Common practice for using protobufs over the wire, including by gRPC, is to length prefix protobuf messages into frames (e.g. like this) so that the decoder knows when one message stops and the next starts.
This seems unnecessary. According to the spec, a protobuf message is comprised of a sequence of tags followed by values:
message := (tag value)*
tag := (field << 3) bit-or wire_type
Once a tag is read, the length of the value is then known and the parser can parse the value in its entirety without needing more metadata. Thus, the length is only needed to figure out if at any given point there are more tags left to be parsed in the message.
An obvious non-length solution presents itself: null (0x0) termination. Field indices start at 1 so tag
can never be 0; a flat INT
encoding for field = 1
with a VARINT wire type produces 0b1000 = 8
and VARINT
encoding will always set the MSB on the first byte and thus will always begin with a nonzero byte. Thus, if:
it follows that this byte is not part of the rest of the protobuf message and thus a corresponding action (such as terminating the message) may be taken.
All of this seems very obvious given the protobuf specification, so am I simply missing some detail that breaks this?
Another way of phrasing the question is if there's a case where you will get a 0x0 tag within a valid message? It appears that nanopb would use NULL termination for a while and only stopped due to issues with debugging broken encoders.
The ultimate problem here is that it isn't defined as such in the specification, and any such change would break all existing implementations. The wire format doesn't allow for it, and encoding sub-messages in a null-suffixed way would require a new "wire type" so that decoders know to look for nulls in a forwards field-by-field way.

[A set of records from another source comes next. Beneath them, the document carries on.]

Issue #205, opened 2018-08-30
Bit fields support


XVilka:
It is not uncommon when C structures defined with bitfields
```c
struct {
    unsigned int a : 2;
    unsigned int b : 4;
} some;
```

XVilka:
Note that it would require a different reading/writing logic depending on the endianess:
![image](https://user-images.githubusercontent.com/203261/50396563-b9388c80-07a5-11e9-8282-40069954c555.png)

![image](https://user-images.githubusercontent.com/203261/50395931-ab810800-07a1-11e9-86a1-e86618157d8b.png)
See http://mjfrazer.org/mjfrazer/bitfields/ for more information.

PR #215, opened 2019-01-03
[WIP] Initial bitfields support

XVilka:
Trying to address the problem of supporting bitfields (https://github.com/mirage/ocaml-cstruct/issues/205), please see the initial draft and provide your opinion/criticism/suggestions.

Please note, for now I implemented bitfields only for an assumption that it is GCC-like behavior, with `__attribute__((packed))` or `#pragma pack (push,1)`

At this point only reading is implemented. Once it is polished and ready - I will do writing too, since more complex.

### DIFF
--- a/lib/cstruct.ml
+++ b/lib/cstruct.ml
@@ -31,6 +31,7 @@ type buffer = (char, Bigarray_compat.int8_unsigned_elt, Bigarray_compat.c_layout
  * indeed maintains this invariant.
  *)
 
+(* Note that offset is stored in both bits and bytes! *)
 type t = {
   buffer: buffer;
   off   : int;
@@ -256,7 +257,7 @@ let compare t1 t2 =
 let equal t1 t2 = compare t1 t2 = 0
 
 (* Note that this is only safe as long as all [t]s are coherent. *)
-let memset t x = unsafe_fill_bigstring t.buffer t.off t.len x
+let memset t x = unsafe_fill_bigstring t.buffer (t.off/8) t.len x
 
 let create len =
   let t = create_unsafe len in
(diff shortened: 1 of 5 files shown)


XVilka:
Travis error seems unrelated:
```
opam show /tmp/opam-ci-192 --raw
[WARNING] Failed checks on cstruct package definition from source at file:///tmp/opam-ci-192:
             error 57: Synopsis and description must not be both empty
Errors.
             error 57: Synopsis and description must not be both empty
'unset TESTS; OPAMYES=1 export OPAMYES; set -uex; cp cstruct.opam /tmp/opam-ci-192 && opam show /tmp/opam-ci-192 --raw | opam lint -' exited 1. Terminating with 1
The command "bash -ex ./.travis-docker.sh" exited with 1.
```

avsm:
Thanks very much for all the hard work you've put into this!  I'm a little torn about the approach, since we are reimplementing some difficult pieces of a C compiler directly within OCaml.  In particular, the restriction on attributed-packed is what has me worried.

Before I start reviewing this, I wanted to open one alternate possibility.  The [ctypes](https://github.com/ocamllabs/ocaml-ctypes) library has comprehensive infrastructure to do compile-time probing of the C compiler in use (including cross-compilation) in order to determine various struct layouts.  I've wanted a cstruct->ctypes bridge for some time, so one possibility is to use Ctypes' precise definitions of C layout to implement the Cstruct ppx for bitfields.

Another high level question: what is the usecase you want to solve with bitfields? I just want to make sure that the restrictions placed on the current PR (e.g. packed structs only) are compatible with what you need (e.g. is it a bitfield from a network protocol?)

XVilka:
I cleaned up the code, solved the problem with length handling and now tests are green.

ppx/ppx_cstruct.ml
```diff
@@ -254,6 +439,10 @@ let output_hexdump _loc s =
                 [%expr Printf.bprintf _buf "0x%lx\n" ([%e Ast.evar (getter_name s f)] v)]
               |Prim UInt64 ->
                 [%expr Printf.bprintf _buf "0x%Lx\n" ([%e Ast.evar (getter_name s f)] v)]
+              |Bitfield (prim,len) ->
+                [%expr Printf.bprintf _buf
+                    (format_of_bitfield prim len)
```
XVilka: Fixed also hexdump to use valid format strings for bitfields, but not sure how to embed the function in here properly. PPX and AST documentation is really, really bad.

XVilka:
Added also a fix for hexdump, but don't know how to embed the function properly in the PPX.

XVilka:
Wait, it will not work for big endian machines, since on BE it should read bit-by-bit from the most significant bit, not just swap bytes and read from the least significant bits.

XVilka:
Ok, pushed also the big endian proper support, tested with various bitfield layouts.

XVilka:
With big-endian bitfields I met one problem - basically I need to know the size of the structure to count bits from the end, but `t.len` stores the size of the Cstruct buffer instead. Any advice?

XVilka:
So? What do you think about this approach?

lib/cstruct.ml
```diff
@@ -254,41 +255,869 @@ external swap64 : int64 -> int64 = "%bswap_int64"
...
+                    else
+                        (* For now just throw an exception *)
+                        err_invalid_bounds "get_bits_uint8" t i 2
+                in
+                (raw land mask) lsr bithead
+
+(* FIXME: Do not tie up itself to the byte as granularity unit *)
+(* This function cannot read more than 16 bits *)
+let get_bits_uint16_le swap p t (o:int) (i:int) =
+    Printf.printf "get_bits_uint16 [%x] bits @ %x\n" i o;
```
dinosaure: Should be removed?

XVilka: Yes, of course I remove this, once it is more or less ready. Along with comments cleanup. I want more general concept review first, so I know where to change/fix/etc.

lib/cstruct.ml
```diff
@@ -254,41 +255,869 @@ external swap64 : int64 -> int64 = "%bswap_int64"
...
+    else
+        get_uint64 swap p t i
+
+
+(* It also should always start from the most significant bit for big endian and least significant bit on little endian machine
+ * Basically on big endian machine we should read them in reversed order, bit by bit *)
+(* Currently it always starts from the least significant bit
+ * How to handle the byte-peeking then? *)
+(* This function cannot read more than 8 bits *)
+let get_bits_uint8_le swap p t o i =
```
dinosaure: Hmmhmm, it seems that the predicate on this function is to be able to access at, at most, 2 bytes when an asked series of bits can overlap 2 bytes (like, give me 8 bits when `off = 4`). I think, this predicate adds a big complexity when the _at most_ can not be assert at the beginning - and this why, if I understand correctly, we need `get_uint16_chop_boundary`.

I think we can split this function (for instance, I'm focus on this function), to little functions here. A safe one which did not need `get_uint16_chop_boundary` (easy case) and the other complex case. It's much more about readability.

XVilka:
Sorry, was busy with other things, will finish the PR in a few days.

XVilka:
Ok, rebased, updated a bit, now it passes tests also. Let me refactor and cleanup a bit, also I think https://github.com/mirage/ocaml-cstruct/pull/231 should be merged first, so I will rebase on top of it.

XVilka:
@dinosaure @avsm can you please take a look again? I resolved your comment on splitting the function, it is rebased upon latest master and passes `dune runtest`.

XVilka:
@emillon you might be interested in reviewing this one too, since you did a lot of changes lately.

lib/cstruct.ml
```diff
@@ -27,10 +27,11 @@ type buffer = (char, Bigarray.int8_unsigned_elt, Bigarray.c_layout) Bigarray.Arr
  * indeed maintains this invariant.
  *)
 
+(* Note that offset is stored in both bits and bytes! *)
```
emillon: Feel free to rename the field as off_bits or encapsulate this in an abstract size type - that's better than a comment in my mind

lib/cstruct.ml
```diff
@@ -86,7 +87,7 @@ let of_bigarray ?(off=0) ?len buffer =
     | None     -> dim - off
     | Some len -> len in
   if off < 0 || len < 0 || off + len < 0 || off + len > dim then err_of_bigarray off len
-  else { buffer; off; len }
+  else { buffer; len; off }
```
emillon: can you remove these hunks from the diff?

lib/cstruct.ml
```diff
@@ -282,13 +283,923 @@ let get_uint64 swap p t i =
     let r = ba_get_int64 t.buffer (t.off+i) in
     if swap then swap64 r else r [@@inline]
 
+(* o - bitoffset, i - count of bits *)
+(* It assumes we use __attribute__((packed)) with alignment = 1 byte *)
+(* Here we also assume there is no trailing padding at the end *)
+(* The offset and alignment rules depend on the "mother" type *)
+let align = 8 (* bits, not bytes *)
```
emillon:
```suggestion
let align_bits = 8 (* bits, not bytes *)
```
(or use an abstract type as suggested above)

lib/cstruct.ml
```diff
@@ -282,13 +283,923 @@ let get_uint64 swap p t i =
     let r = ba_get_int64 t.buffer (t.off+i) in
     if swap then swap64 r else r [@@inline]
 
+(* o - bitoffset, i - count of bits *)
+(* It assumes we use __attribute__((packed)) with alignment = 1 byte *)
```
emillon: Does this assumption hold in general? What are the alternatives? Should this be configurable? :slightly_smiling_face:

lib/cstruct.ml
```diff
@@ -282,13 +283,923 @@ let get_uint64 swap p t i =
...
+(* These functions do not cross the boundary, and just add zeroes *)
+let get_uint16_chop_boundary swap p t i =
+    if i + 2 > t.len then
+        let part = get_uint8 t i in
+        if swap then part lsl 8 else part
+    else
+        get_uint16 swap p t i
+
+let get_uint32_chop_boundary swap p t i =
+    if i + 4 > t.len then
```
emillon: I think that these branches could be refactored in to a `match i - t.len with ...` (or `match () with _ when cond1 -> ... | _ when cond2 -> ...`  which would make all branches at the same level)

lib/cstruct.ml
```diff
@@ -282,13 +283,923 @@ let get_uint64 swap p t i =
...
+        get_uint64 swap p t i
+
+let get_bits_uint8_le_boundary_chop swap p t o i =
+  let byteoff = o / align in
+  (* 6 cases total *)
+  (* When they start at granularity boundary *)
+  if o mod align = 0 then
+    (* First case - when they are located near the granularity boundary,
+     * and lesser or equal than a granularity unit (byte) *)
+    (* FIXME: Do not tie up itself to the byte as granularity unit *)
```
emillon: I think it's asking you to fix it :)

lib/cstruct.ml
```diff
@@ -282,13 +283,923 @@ let get_uint64 swap p t i =
...
+    if i <= align then
+        let byte = get_uint8 t byteoff in
+        let mask = (1 lsl i) - 1 in
+        byte land mask
+    (* Second case - when they are located near the granularity boundary,
+     * and bigger than a granularity unit (byte) *)
+    else
+        (* Check if it crosses the boundary *)
+        if i mod align = 0 then
+            (* TODO: Consider also the length of the buffer here *)
```
emillon: I think it's asking you to do this :)

ppx/ppx_cstruct.ml
```diff
@@ -157,21 +181,55 @@ let op_evar s op = Ast.evar (op_name s op)
...
+    [%expr fun src -> Cstruct.sub src [%e num off] [%e num len]]
+  |Bitfield (prim, len) ->
+    (* It depends on the actual bits count, so if the bits count
+     * lesser than primary type size - we still take primary type,
+     * but if it is bigger - we take the bigger unit then *)
+    if len > 0 && len <= 8 then
+    [%expr fun v ->
+          [%e match prim with
+              |Char |UInt8 ->
+                [%expr [%e m "get_bits_uint8"] v [%e num f.off] [%e num len]]
```
emillon: These bits can be factored out by computing the getter function for each prim type.

lib/cstruct.ml
XVilka: I could make it configurable, then it would become not +50%, but +500% of additional code.

XVilka:
> If this is possible, I suggest building a separate library on top of cstruct that deals with bitfields and unaligned accesses. If this would rely on primitives that don't exist yet in cstruct, we can add these more easily.

I will think about it. Might be a good idea, something like `cstruct-bitfield`, adding the ability to parse `[@bits X]` attribute and expanding it before passing the rest to Cstruct. I only have to think about on how to separate the code from the Cstruct.

lib/cstruct.ml
```diff
@@ -27,10 +27,11 @@ type buffer = (char, Bigarray.int8_unsigned_elt, Bigarray.c_layout) Bigarray.Arr
  * indeed maintains this invariant.
  *)
 
+(* Note that offset is stored in both bits and bytes! *)
 type t = {
   buffer: buffer;
-  off   : int;
   len   : int;
+  off   : int;
```
dinosaure: Same as @emillon, can we remove this diff?

lib/cstruct.ml
```diff
@@ -282,13 +283,923 @@ let get_uint64 swap p t i =
...
+  (* 6 cases total *)
+  (* When they start at granularity boundary *)
+  if o' mod align = 0 then
+    (* First case - when they are located near the granularity boundary,
+     * and lesser or equal than a granularity unit (byte) *)
+    if i <= align then
+        let short = get_uint16_chop_boundary swap p t byteoff in
+        let mask = (((1 lsl i) - 1) lsl o') lsl bithead in
+        (* Printf.printf "bithead = %d, i = %d, o = %d, o' = %d\n" bithead i o o';
+        Printf.printf "1st case - 0x%x & 0x%x\n" short mask; *)
```
dinosaure: Debugging? You should delete this comment.

XVilka:
I skimmed through code and I don't think it is feasible to do it, since it affects other, non-bit fields, so I have no idea how to transform the AST the way that will be still useful for Cstruct and it will use right offsets, affected by alignments and bits count.

lib/cstruct.ml
dinosaure: At the end, this update adds lot of headache when `{get,set}_uint{8,16,32,64}` did not changes and believed on `off` concerns bytes (and not bits).

For example, `memset` divides by 8 `off`, I don't understand why.

And it seems that any `get_bits` requires an absolute `off` as an argument (and did not rely on internal `off` offset).

XVilka: I can change these functions to use `t.off` if you think it is better, that's not a problem.

lib/cstruct.ml
avsm: The only viable alternative if we do not assume this is to switch to using ocaml-ctypes (which does handle real C alignments) in order to determine a struct layout (see [my earlier comment](https://github.com/mirage/ocaml-cstruct/pull/215#issuecomment-451433761)).

I'm in two minds about how to handle this usecase -- an alternative approach to solve the problem of bitfields is to define a ctypes struct layout, do the stub generation/probing that ctypes does already, and then re-expose those offsets using the Cstruct conventions.  That would involve actually removing almost all the code in ppx_cstruct since the C compiler would do the bulk of the work then :-)

avsm:
I am tending to agree with the review comments here; the complexity of bitfields is enormous _vs_ the general trend for cstruct to be more explicit with respect to atomicity of multi-word operations.

Looking at the [squashfs example](https://github.com/plougher/squashfs-tools/blob/master/squashfs-tools/squashfs_compat.h#L440) again, it strikes me that this would be a straightforward ctypes binding since the struct/unions are all there already, iff [bitfields were added](https://github.com/ocamllabs/ocaml-ctypes/issues/226) to ctypes. @XVilka, it might be worth giving that a try -- if the non-bitfield pieces of SquashFS are straightforward to bind with ctypes, then the stub generation support will give really good compiler-driven layout information and so work with both packed and non-packed attributes. (cc @yallop)

XVilka:
Uh, I am not sure... I already have quite a lot of code written with
Cstruct. Switching to Ctypes stubs can take a lot of work with zero
benefits. I might want to consider this in the future, but not right now. I
can just keep to use my Ctypes fork, just wanted to push it mainstream... I
also can do an extension over Cstruct, but have no idea how to do that to
be honest.

avsm:
I've been thinking for some years that the Ctypes description should be the 'type' behind the Cstruct definition.  Right now the ppx just interprets a syntax directly, but doesn't really have an OCaml data structure that describes it.

The rough idea is to use Ctypes 'behind the scenes' in ppx_cstruct in order to determine the layout/offsets of each value, and then expose the Cstruct offsets as today.  The main difference is that Ctypes will give accurate offsets for any C compiler, _vs_ the reimplementation we have to do today in ppx_cstruct.

avsm:
Another thought with this patchset is that to reduce the risks to non-bitfield users, we could also copy the code into a ppx_cstruct_bitfield package here, and maintain it as an experimental ppx alongside ppx_cstruct.

If we advertise it as experimental, it's ok for it to not keep up with the featureset in ppx_cstruct (which I doubt will develop very fast anyway), and @XVilka doesn't need to keep a private fork for his usecases.

XVilka:
Ok, I will think how to proceed.

XVilka:
Should I close this one? Seems unlikely it will be the part of Cstruct itself. I just wonder if it is possible to do somehow _outside_ of Cstruct without much of the copy-pasting. Any advice would be welcomed.

avsm:
I never got a reply to my comment earlier [proposing a way forward](https://github.com/mirage/ocaml-cstruct/pull/215#issuecomment-474840914).

XVilka:
@avsm oh, sorry. I indeed can make a separate module/package for ppx. I will do this.

mrvn:
Bitfields should not assume or require attribute packed. I'm not even sure packed has the effect you assume. Lets start with how bitfields are layed out by the compiler. Hopefully from the examples you can build some tests to cover all the corner cases:

The layout of a bitfield can be complex. The first problem is that you have to figure out if the bitfield starts counting from the MSB or LSB. It usually matches the endianness but you just have to know what the compiler will do. I don't believe there is any define for this. All the examples below match what gcc does. I believe this is universal but that's what test cases are for.

The next thing is that the compiler will pack members of a bitfield into the specified type one after the other but a member never bridges the border of the specified type. So for example

    struct {
        uint8_t a:5;
        uint8_t b:5;
        uint8_t c:5;
    };

will be 3 bytes, each holding 5 bit data and 3 bit padding. The bits are not packed into 15 bit data and 1 bit padding as you get with

    struct {
        uint16_t a:5;
        uint16_t b:5;
        uint16_t c:5;
    };

Alignment and padding rules of the bitfield follow the specified type. This can be tricky when you mix types:

    struct {
        uint16_t a : 7;
        uint8_t  b : 5;
    };

Here a takes the first 7 bits, obviously. But then there is 1 padding bit, 5 bits for b and 3 padding bits again. b is packed together with a into a single uint16_t but aligned so it doesn't cross the uint8_t border.

    struct {
        uint8_t  a : 5;
        uint16_t b : 7;
    };

Similar a and b are combined into a single uint16_t. But now there is no padding between them as b does not cross an uint16_t boundary.

Let me describe this in another way. Bitfields will be packed as closely as possible except padding is added so that each member can be accessed (as if) by a single aligned read/write of the specified type for that member. So in the last example b must be readable with an aligned 16 bit access and then masking and shifting. No padding is required for this. In the example before that b must be readable with a single 8 bit access, which requires 1 padding bit.

XVilka:
@mrvn thanks a lot for the insights. Sadly, after multiple tries I decided the resulting code would be too complex. Thus, I am not planning to pursue this goal anymore - I handled all bitfields manually in the corresponding parsers.

XVilka:
I am closing this then.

However! Something very similar already does exist; "groups". The wire specification defines groups as a prefix and suffix sentinel pair, akin to {
and }
in JSON. Not much more expensive than a null byte, although it needs two of them and they include the field number, but: virtually all decoders already know how to handle group encoding, even though they have been almost erased from sight.
To be clear: I'm not talking about the group concept from proto2 - I'm only talking about the wire specification. I would, for example, propose using instead a modifier in regular fields definitions, applicable only to message types.
I have tried to petition for their resurrection as an alternative mechanism for writing messages without needing to compute lengths, but: I have been unsuccessful so far. See: https://github.com/protocolbuffers/protobuf/issues/9134
I had to do this recently. It's a difficult problem. If you don't mind increasing the length of your data then you can turn each byte into two bytes thereby leaving a lot of possible values to serve as delimiters.
0xFF -> 0x0F, 0x0F
Now you'll find that data bytes can only occupy positions 0 to 15 and positions 16 to 255 are available for out-of-band use.
This does, of course, double the length of the data.
If you are writing your own protocol you only need to do this with variable data, constants that you control you could leave alone, though with protobuf you would have to do the whole message.
There's a lot of nice ASCII characters above 15, and field, record separators too. If you really need the delimiter to be 0x00 then you'll have to left shift all your nibbles to free up null:
0b1111_1111 -> 0b0001_1110, 0b0001_1110
and right shift it back before reassembly on receive, or just use the high nibble.
You might also experiment with a scheme that takes 3 bytes and encodes them as 4 leaving unused byte values to serve as delimiter, which will take more implementation but save bandwidth.